Kosher slaughter in NZ gets interim reprieve
A New Zealand judge has ruled that shechita kosher slaughter practices in New Zealand can resume until a lawsuit filed against Agriculture Minister David Carter comes to trial, most likely next year.
Justice Dennis Clifford of Wellington’s High Court confirmed to the Jerusalem Post that the Crown Law Office, who will represent Carter, had reached an agreement on the subject.
“We are pleased to report that an agreement for interim relief from the terms of the present Commercial Slaughter Code was reached in court,” an unnamed representative of the New Zealand Jewish community told the JP. “This enables the continued practice of shechitah in New Zealand until the matter comes to trial – likely to be in 2011.”
New Zealand Jewish Council chairman Geoff Levy said the interim agreement was “a positive outcome” for the 7,000-strong New Zealand Jewish community.
“Every effort is being made to get chicken and local lamb back on the table as soon as possible,” he said.
Expected legal proceedings were filed last week, after shechita slaughter was effectively banned under stringent changes to the Commercial Slaughter Code on May 28, which disallowed the slaughter of any animal without its first being stunned.

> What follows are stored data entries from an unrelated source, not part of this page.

PR #10, opened 2017-04-20
Add USE_CUSTOM_PG_BUILD option

byucesoy:
With this commit, we add USE_CUSTOM_PG_BUILD option to be able to run tests
against custom compiled PostgreSQL build. If this environment variable evaluates
to false or it is undefined, latest available PostgreSQL release will be
installed from Debian repositories.

### DIFF
--- a/travis/install_custom_pg
+++ b/travis/install_custom_pg
@@ -1,0 +1,36 @@
+#!/bin/bash
+
+set -eux
+
+# exit early if a custom build is not needed
+if [ -z "${USE_CUSTOM_PG}" ]; then
+  exit
+fi
+
+# clone PostgreSQL
+cd ~
+git clone -b "REL${PGVERSION//./_}_STABLE" --depth 1 git://git.postgresql.org/git/postgresql.git
+
+# we will use this to parallelize PostgreSQL compilation
+procs="$(nproc)"
+mjobs="$((procs + 1))"
+
+# configure, build and install PostgreSQL
+cd postgresql
+./configure --enable-cassert --enable-debug --with-openssl \
+    --mandir="/usr/share/postgresql/${PGVERSION}/man" \
+    --docdir="/usr/share/doc/postgresql-doc-${PGVERSION}" \
+    --sysconfdir=/etc/postgresql-common \
+    --datarootdir=/usr/share/ \
+    --datadir="/usr/share/postgresql/${PGVERSION}" \
+    --bindir="/usr/lib/postgresql/${PGVERSION}/bin" \
+    --libdir=/usr/lib/x86_64-linux-gnu/ \
+    --libexecdir=/usr/lib/postgresql/ \
+    --includedir=/usr/include/postgresql/ \
+
+make -j "${mjobs}" -s all
+make -j "${mjobs}" -s -C src/test/isolation
+sudo make install
+
+# install postgresql-common to get psql wrappers, etc.
+sudo apt-get -y -o Dpkg::Options::="--force-confdef" -o Dpkg::Options::="--force-confold" install postgresql-common
--- a/travis/install_pg
+++ b/travis/install_pg
@@ -4,13 +4,18 @@
 
 set -eux
 
+# exit early if a custom build is needed
+if [ -n "${USE_CUSTOM_PG}" ]; then
+    exit
+fi
+
 # always install postgresql-common
 packages="postgresql-common libedit-dev libpam0g-dev libselinux1-dev"
 
 # we set PGVERSION to 10x of the Citus version when testing Citus, so
 # only install PostgreSQL proper if it's 10 or lower
 if [ "${PGVERSION//./}" -le "100" ]; then
-  packages="$packages postgresql-$PGVERSION postgresql-server-dev-$PGVERSION"
+    packages="$packages postgresql-$PGVERSION postgresql-server-dev-$PGVERSION"
 fi
 
 # shellcheck disable=SC2086
--- a/travis/pg_travis_multi_test
+++ b/travis/pg_travis_multi_test
@@ -20,11 +20,20 @@ sudo make install
 # Change to test directory for remainder
 cd src/test/regress
 
+# if a custom build is in use, we will also run check-vanilla
+# and check-isolation along with regular regression tests
+if [ -n "${USE_CUSTOM_PG}" ]; then
+    testtargets="${testtargets} check-vanilla check-isolation"
+fi
+
 # Run tests. DBs owned by non-standard owner put socket in /tmp
 # shellcheck disable=SC2086
 make ${testtargets} || status=$?
 
 # Print diff if it exists
 if test -f regression.diffs; then cat regression.diffs; fi
+if test -f ~/postgresql/src/test/regress/regression.diffs; then
+    cat ~/postgresql/src/test/regress/regression.diffs
+fi
 
 exit $status
--- a/travis/nuke_pg
+++ b/travis/nuke_pg
@@ -7,6 +7,11 @@ set -eux
 # stop all existing instances (because of https://github.com/travis-ci/travis-cookbooks/pull/221)
 sudo service postgresql stop
 
+# remove existing installation of postgresql
+if [ -n "${USE_CUSTOM_PG}" ]; then
+    sudo apt-get --purge -y remove postgresql-*
+fi
+
 # and make sure they don't come back
 echo 'exit 0' | sudo tee /etc/init.d/postgresql
 sudo chmod a+x /etc/init.d/postgresql


travis/install_pg
```diff
@@ -4,13 +4,31 @@
...
+    packages="$packages postgresql-$PGVERSION postgresql-server-dev-$PGVERSION"
+  fi
+
+  sudo apt-get -y -o Dpkg::Options::="--force-confdef" -o Dpkg::Options::="--force-confold" install $packages
+else
 
-sudo apt-get -y -o Dpkg::Options::="--force-confdef" -o Dpkg::Options::="--force-confold" install $packages
+  # clone PostgreSQL 
+  cd ~
+  git clone -b REL9_6_2 --depth 1 git://git.postgresql.org/git/postgresql.git
```
anarazel: It strikes me as a bad idea to hardcode versions here.  I think it'd be better to:
a) just use the relevant branch, instead of a tag
b) do this for both 9.5 and 9.6.

travis/install_pg
```diff
@@ -4,13 +4,31 @@
...
+
+  # configure, build and install PostgreSQL
+  cd postgresql
+  ./configure --enable-cassert --with-openssl
```
anarazel: At least for valgrind this'll have to specify -DUSE_VALGRIND to enable full valgrind instrumentation. E.g. by doing export COPT='-DUSE_VALGRIND'.   I'm not sure whether we'd end up using the same infrastructure for that, but it's worth thinking about.

travis/install_pg
```diff
@@ -4,13 +4,31 @@
...
+  make -j8 all
```
anarazel: Hardcoding concurrency might not be the greatest approach - I suspect few of the travis instances will have that many cores available.  Maybe use `-j$(grep -c ^processor /proc/cpuinfo)`?

travis/pg_travis_multi_test
```diff
@@ -12,16 +12,31 @@ fi
...
-./configure --enable-coverage PG_CONFIG=/usr/lib/postgresql/$PGVERSION/bin/pg_config
+# If USE_CUSTOM_PG_BUILD variable is not set, we will assume custom build is
+# not required. If custom build is not required, that means PostgreSQL was
+# installed via apt, otherwise we compiled it from the source. Depending
+# on the situation, location of pg_config is different.
+if [ -z "$USE_CUSTOM_PG_BUILD" ] || ! [ $USE_CUSTOM_PG_BUILD ]; then
+  ./configure --enable-coverage PG_CONFIG=/usr/lib/postgresql/$PGVERSION/bin/pg_config
+else
+  ./configure --enable-coverage PG_CONFIG=/usr/local/pgsql/bin/pg_config
+fi
```
anarazel: Seems like it'd be better to set a $PG_CONFIG or such in the above branches, rather than repeating it later.  That way we don't need to maintain two branches here.

travis/pg_travis_multi_test
```diff
@@ -12,16 +12,31 @@ fi
...
-# Run tests. DBs owned by non-standard owner put socket in /tmp
-make ${testtargets} || status=$?
+# If USE_CUSTOM_PG_BUILD variable is not set or set to false we will only run
+# testtargets, otherwise we will run check-vanilla and check isolation along
+# with our regular regression tests.
+if [ -z "$USE_CUSTOM_PG_BUILD" ] || ! [ $USE_CUSTOM_PG_BUILD ]; then
+  make ${testtargets} || status=$?
+else
+  make check && make check-vanilla && make check-isolation || status=$?
+fi
```
anarazel: Hm, is ignoring `$testtargets` a good idea?

travis/install_pg
```diff
@@ -4,13 +4,31 @@
 
 set -eux
 
-# always install postgresql-common
-packages="postgresql-common libedit-dev libpam0g-dev libselinux1-dev"
+# If USE_CUSTOM_PG_BUILD variable is not set, we will assume custom build is
+# not required. If custom build is not required, we will install PostgreSQL
+# via apt, otherwise we will compile from the source.
+if [ -z "$USE_CUSTOM_PG_BUILD" ] || ! [ $USE_CUSTOM_PG_BUILD ]; then
```
anarazel: I'd suggest replacing this with `[ "$USE_CUSTOM_PG_BUILD" = "1" ]` or such.

byucesoy: I used `[ "${USE_CUSTOM_PG_BUILD-0}" = "0" ]`. Parameter substitution also handles if `USE_CUSTOM_PG_BUILD` is not set.

travis/install_pg
byucesoy: We will probably never use valgrind on travis and adding -DUSE_VALGRIND also requires installing valgrind package for compilation. I do not want to install a package with no benefit.

If we want to run valgrind in the future we can add it to these scripts easily.

travis/install_pg
```diff
@@ -4,13 +4,38 @@
 
 set -eux
 
-# always install postgresql-common
-packages="postgresql-common libedit-dev libpam0g-dev libselinux1-dev"
+# If USE_CUSTOM_PG_BUILD variable is not set, we will assume custom build is
+# not required. If custom build is not required, we will install PostgreSQL
+# via apt, otherwise we will compile from the source.
+if [ "${USE_CUSTOM_PG_BUILD-0}" = "0" ]; then
```
jasonmp85: Rather than adding conditionals and indenting everything, could you just add a new script (maybe `install_custom_pg`) and make each script exit early based on `USE_CUSTOM_PG_BUILD`'s value?

travis/install_pg
```diff
@@ -4,13 +4,38 @@
...
+  fi
+
+  sudo apt-get -y -o Dpkg::Options::="--force-confdef" -o Dpkg::Options::="--force-confold" install $packages
+else
 
-sudo apt-get -y -o Dpkg::Options::="--force-confdef" -o Dpkg::Options::="--force-confold" install $packages
+  # clone PostgreSQL 
+  cd ~
+  if [ "$PGVERSION" = "9.5" ]; then
+    git clone -b REL9_5_STABLE --depth 1 git://git.postgresql.org/git/postgresql.git
```
jasonmp85: Just do `git clone -b REL${PGVERSION//./_}` to replace the dot in-line. no need for conditionals.

travis/install_pg
```diff
@@ -4,13 +4,38 @@
...
+  elif [ "$PGVERSION" = "9.6" ]; then
+    git clone -b REL9_6_STABLE --depth 1 git://git.postgresql.org/git/postgresql.git
+  else
+    echo "Unsupported PostgreSQL version: $PGVERSION"
+    exit 128
+  fi
+
+  # configure, build and install PostgreSQL
+  cd postgresql
+  ./configure --enable-cassert --with-openssl
```
jasonmp85: These flags don't begin to actually emulate those used by a full PGDG build. @anarazel are we OK with that?

travis/install_pg
```diff
@@ -4,13 +4,38 @@
...
+  make -j$(grep -c ^processor /proc/cpuinfo) -s all
```
jasonmp85: This argument to make should be set at the number of cores plus one:

```bash
procs="$(nproc)"
mjobs="$(expr $procs + 1)"
make -j${mjobs} # ...
```

travis/pg_travis_multi_test
```diff
@@ -12,16 +12,33 @@ fi
...
 
-# Run tests. DBs owned by non-standard owner put socket in /tmp
-make ${testtargets} || status=$?
+# If USE_CUSTOM_PG_BUILD variable is not set or set to false we will only run
+# testtargets, otherwise we will run check-vanilla and check isolation along
+# with our regular regression tests.
+if [ "${USE_CUSTOM_PG_BUILD-0}" = "0" ]; then
+  make ${testtargets} || status=$?
+else
+  make ${testtargets} && make check-vanilla && make check-isolation || status=$?
```
jasonmp85: Don't call make three times here. In fact, it would be easiest to just check if `USER_CUSTOM_PG_BUILD` is set, then add `check-vanilla` and `check-isolation` to `testtargets`. Then you can use the existing invocation of `make` to do what you want.

travis/setup_apt
```diff
@@ -4,18 +4,23 @@
 
 set -eux
 
-# import the PostgreSQL repository key
-sudo apt-key adv --keyserver keyserver.ubuntu.com --recv-keys ACCC4CF8
+# If USE_CUSTOM_PG_BUILD variable is not set, we will assume custom build is
+# not required. If custom build is not required, we will setup apt to install
+# PostgreSQL via apt, otherwise we do not need to setup anything.
+if [ "${USE_CUSTOM_PG_BUILD-0}" = "0" ]; then
```
jasonmp85: If `USER_CUSTOM_PG_BUILD` is set, just exit early.

jasonmp85:
@anarazel — Would it make sense to simply _compile_ against PGDG (non-assert) packages, then compile and test against an assert build? If we run tests against an assert build, do we really need to run them against a non-assert build, as well?

I can see compiling against a non-assert build (since it might catch a needed assert-only macro), but am not clear on the benefits of testing against a non-assert build if we're already testing against assert builds.

travis/install_pg
jasonmp85: @anarazel says to add `--enable-debug` and that's good for now.

byucesoy:
@jasonmp85 I updated the PR based on your review.

travis/pg_travis_multi_test
```diff
@@ -12,14 +12,30 @@ fi
 status=0
 testtargets="$*"
 
+# Depending on whether we compiled PostgreSQL from the source of not,
```
jasonmp85: I think you can get rid of this section.

travis/install_pg
```diff
@@ -4,6 +4,13 @@
 
 set -eux
 
+# If USE_CUSTOM_PG_BUILD variable is set, we will compile PostgreSQL from the source.
+if [ "${USE_CUSTOM_PG_BUILD-0}" != "0" ]; then
+  install_custom_pg
```
jasonmp85: Rather than having one script call the other, can you just call _both_ in the `.travis.yml` file, and then have each have the "short-circuit" logic at the top to do the right thing?

This is how `install_citus` and `install_pg` work and we used to just call both.

travis/install_custom_pg
```diff
@@ -0,0 +1,18 @@
...
+cd ~
+git clone -b REL${PGVERSION//./_}_STABLE --depth 1 git://git.postgresql.org/git/postgresql.git
+
+# we will use this to parallelize PostgreSQL compilation
+procs="$(nproc)"
+mjobs="$(expr $procs + 1)"
+
+# configure, build and install PostgreSQL
+cd postgresql
+./configure --enable-cassert --enable-debug --with-openssl
```
jasonmp85: Add `--bindir="/usr/lib/postgresql/${PGVERSION}/bin"` to the `configure` arguments so you can just have the binaries live in the same spot whether PGDG or custom.

travis/install_pg
```diff
@@ -4,6 +4,13 @@
 
 set -eux
 
+# If USE_CUSTOM_PG_BUILD variable is set, we will compile PostgreSQL from the source.
+if [ "${USE_CUSTOM_PG_BUILD-0}" != "0" ]; then
```
jasonmp85: For brevity, can you (a) abbreviate to `USE_CUSTOM_PG` and (b) just use the convention that if it's not defined or empty, it's false. Like this:

```bash
if [ -z "${USE_CUSTOM_PG} ]; then
  # ...
```

travis/setup_apt
```diff
@@ -13,13 +19,6 @@ sudo rm /etc/apt/sources.list.d/google-chrome*
 # add the PostgreSQL 9.5 repository
 sudo sh -c 'echo "deb http://apt.postgresql.org/pub/repos/apt/ $(lsb_release -cs)-pgdg main 9.5" >> /etc/apt/sources.list.d/postgresql.list'
 
-if [ "${PGVERSION}" == "10" ]; then
```
jasonmp85: Why was this removed?!?

travis/setup_apt
```diff
@@ -4,6 +4,12 @@
 
 set -eux
 
+# If USE_CUSTOM_PG_BUILD variable is set, we will compile PostgreSQL
```
jasonmp85: This is an optimization. I say don't modify this file at all…

jasonmp85:
This is ready to go! Merging (and HLL is even working now).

The code was prepared for the Minister by the National Animal Welfare Advisory Committee (NAWAC), chaired by John Hellstrom. “The code requires all animals slaughtered commercially in New Zealand to be stunned prior to killing. This is to ensure animals at slaughter are treated humanely and in accordance with good practice and scientific knowledge,” he said in a statement at the time.
The report on the Code, also issued by NAWAC, specifically recommended that there be no dispensation from the requirement that all animals being slaughtered commercially be stunned prior to slaughter for shechita producers, a recommendation supported by the Minister.
New Zealand’s Agriculture Minister, David Carter, an innovative cattle breeder with more than 30 years farming experience, has acquired a reputation as a passionate advocate of animal welfare, as expressed in a speech last year.
Currently, in Australia, kosher meats are produced by stunning the animal after the throat has been cut. This softer option was assessed in the NAWAC’s report on the code, but ultimately abandoned in favour of a complete ban, for reasons that are not made explicit in the report.
Despite its wide-reaching effects, a spokesperson from New Zealand’s Ministry of Agriculture and Forestry told AFN, at the time of the ban, that the kosher slaughter industry in New Zealand was “quite a small market”, and described the new code as “a confirmation of existing practices”.